I remember that berry square cereal too! did they quit making that?? SOO good.









do they still make combos? the snack thing? little cracker like things round with cheese like stuff in the middle. came in pizza flavors too.


----------



## pjs (Mar 30, 2005)

This thread is so bad, but oh so good

1. jello 123-I think there's a recipe on regular jello boxes to mix with cool whip and it sounds like it may approximate 1-2-3

2. New York Seltzer- peach all the way (liked clearly canadian too but not as good as ny)

3. Magic middles

4. Jello pudding pops- though I have been able to find these just in different packaging (and not quite as good as I remember)

5, Anybody remember when McD's ran an Asian chicken nugget special- there were like 3 different Asian dipping sauces- they were so GOOD.
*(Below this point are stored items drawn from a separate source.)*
PR #3988, opened 2019-02-07
Feature/ssl certs api

julsemaan:
# Description
API endpoints to manage HTTP and RADIUS certificates

# Impacts
Nothing if not used, built-in certificates when used

# Delete branch after merge
YES

# Checklist
(REQUIRED) - [yes, no or n/a]
- [x] Document the feature
- [x] Add unit tests

# NEWS file entries
## New Features
* Added API endpoint to manage certificates


lib/pf/UnifiedApi/Controller/Config/Certificates.pm
```diff
@@ -0,0 +1,380 @@
...
+
+=cut
+
+sub resource_config {
+    my ($self, $certificate_id) = @_;
+    $certificate_id //= $self->stash->{certificate_id};
+    return $self->certs_map->{$certificate_id};
+}
+
+=head2 read_from_disk
```
extrafu: I think we should s/disk/file/ everywhere. You're reading a file afterall - it can be on a "disk", or not.

lib/pf/UnifiedApi/Controller/Config/Certificates.pm
```diff
@@ -0,0 +1,380 @@
...
+    }
+}
+
+=head1 AUTHOR
+
+Inverse inc. <info@inverse.ca>
+
+=head1 COPYRIGHT
+
+Copyright (C) 2005-2018 Inverse inc.
```
extrafu: 2018 -> 2019 everywhere

lib/pf/UnifiedApi/Controller/Config/Certificates.pm
julsemaan: I took your advice but renamed this to `read_from_tape_backup`

Made much more sense to me.

Also thought of `read_from_zaymes_sandwich` but base64 was too complex to be stored on that given @lzammit considers base64 as encryption

extrafu: I would have preferred read_from_floppy_disk as it's likely the most secured medium to store data now because no-one can read them anymore.

julsemaan: We could also store this on an 8-track and use an Oldsmobile as the interface to read the certs from

satkunas: We should also encrypt/decrypt using ROT26 so the files are not readable across the wire.

julsemaan:
@cgx 

I've put a mockup of the interface here as discussed yesterday:
https://support.inverse.ca/~jsemaan/cert-mockup.html

nqb:
My comments:
- would be nice to have the serial of the certificates
- would be nice to see if a certificate is self-signed (not sure it's easy to do)
- on the CSR tab, I didn't see the `OU=<section of the organization>`

julsemaan:
@nqb 

* Not sure the serial of the cert is really used by common admins
* Yes pretty easy, the subject of the cert is the same as the issuer so the frontend guys can take care of that with the available info in the API
* OU isn't mandatory so I've left it out to keep the required info as small as possible. Technically we only care about the CN anyway

nqb:
>     * Not sure the serial of the cert is really used by common admins

I know at least one guy who use the serial : me ;-) Pretty useful when you are doing a renew: certs have same issuer, subject, cn. The serial like the dates could be use to distinguish the new and the old.

julsemaan:
Adjusted the code to add the serial

Could we get the final review done ASAP so this can be merged so that I can base the new lets encrypt stuff off of this

docs/api/spec/paths/config/certificate.yaml
```diff
@@ -0,0 +1,82 @@
...
+      '422':
+        $ref: '#/components/responses/UnprocessableEntity'
+  put:
+    description: Replace an item
+    operationId: api.v1.Config::Certificates.replace
+    parameters:
+    - in: path
+      name: certificate_id
+      schema:
+        type: string
```
jrouzierinverse, line 52: Add a check_chain as a query parameter.

jrouzierinverse (changes requested):

docs/api/spec/paths/config/certificate.yaml
julsemaan: Done

julsemaan:
Can we get this merged today ?

PR #3993, opened 2019-02-08
use a fresh struct everytime we fetch pfconfig

### LINKED ISSUE #3992: pfconfig golang: Issue when removing items from configuration arrays
Due to how the golang library encoding/json merges the parsed data with the existing data in the struct, removing an element of an array in a resource that is managed by the pfconfig pool (hot-reload) will leave that element there since the same struct is being reused.

For example, if you would remove one of the passthroughs, then it would still be in the golang structs even if they reload.

Didn't see a flag to disable this behavior, very likely a new struct will be needed every time a fetch is made

julsemaan:
# Description
Ensure reloading a pfconfig object will not leave stale data in it

# Impacts
pfconfig golang library

# Issue
fixes #3992

# Delete branch after merge
YES

# Checklist
## Bug Fixes
* Fixed stale data that was left in the memory configuration when reloading Golang processes (#3992)

### DIFF
--- a/go/pfconfigdriver/fetch.go
+++ b/go/pfconfigdriver/fetch.go
@@ -35,6 +35,9 @@ var clusterSummary *ClusterSummary
 
 var nsHasOverlayRe = regexp.MustCompile(`.*\(.*\)$`)
 
+var isNamespaceConfiguration = regexp.MustCompile(`^Pfconfig`)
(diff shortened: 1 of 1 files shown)


julsemaan:
@fdurand 

Could you take a look at this and merge if it looks good.
That's tested though a separate PR so it should be safe for the maintenance

PR #4010, opened 2019-02-16
Fix sql request to detect the tenant id

fdurand:
# Description
Use the NAS-IP-Address attribute instead of the source ip address.
In case of a cluster the sql request try to find the tenant id of the management vip address, because it never exist then for each radius request we do 2 sql request for nothing.

# Impacts
- RADIUS flow

# Issue
Too many request in the db that never return a result.

# Delete branch after merge
YES

# Checklist
- [ ] Document the feature
- [ ] Add unit tests

# NEWS file entries

## Bug Fixes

Might have cheez waffies where I live- they look familiar but I've never tried them, now I want to but perhaps its better if I let sleeping dogs lie.


----------



## HappyFox05 (Apr 11, 2007)

Quote:


Originally Posted by *peaceful_mama* 
do they still make combos? the snack thing? little cracker like things round with cheese like stuff in the middle. came in pizza flavors too.

They sure do. DH & I devoured a bag last week.


----------



## greenmansions (Feb 16, 2005)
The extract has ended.